Organized by the Open Cities Platform, this talk explores how the everyday experience of public space has changed during the pandemic for men and women. In light of data obtained from social media and newspapers, it examines how the restriction of public spaces and activities within the scope of lockdown measures generated different gendered practices and consequences, with a special attention on women’s everyday experiences of gendered violence and safety issues across the public-private division.

This event encompasses a keynote lecture by Dr Selda Tuncer, Associate Professor in Sociology at at Van 100. Yıl University, Turkey, followed by a masterclass aimed at graduate students working on topics related to crisis, gender, and urban space.
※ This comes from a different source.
Issue #8441, opened 2020-09-09
Add shortcut for "Show only this branch"


adamshakhabov:
## Feature description
I use "Show only this branch" command a lot of and currently, to achieve it the below steps should be executed:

Dr Tuncer has long-standing research experience on topics related to feminist geography, gender, public space, and everyday life. Graduate students will be assigned readings in advance and will get the chance to directly engage with Dr Selda Tuncer following her keynote lecture. The masterclass will be open to all interested in graduate students and last approximately 1.5 hours. The event will be moderated by Dr Marlene Schäfers.

Dr Selda Tuncer is an associate professor of Sociology at Van 100. Yıl University in Turkey and author of Women and Public Space in Turkey: Gender, Modernity and the Urban Experience (I.B. Tauris, 2018). Her ongoing research investigates the gendered transformation of public space and its effects on women’s relationship with both public and private spaces in today’s neoliberal and conservative authoritarian regimes. She will be a visiting researcher at Utrecht University from June to August 2024.

Dr Marlene Schäfers is assistant professor in Cultural Anthropology at Utrecht University and author of Voices that Matter: Kurdish Women at the Limits of Representation in Contemporary Turkey (University of Chicago Press, 2022). She works on gender, voice, memory, and the politics of (im)mortality. She is currently leading an NWO-funded research project on migration across the Turkey-Iran border.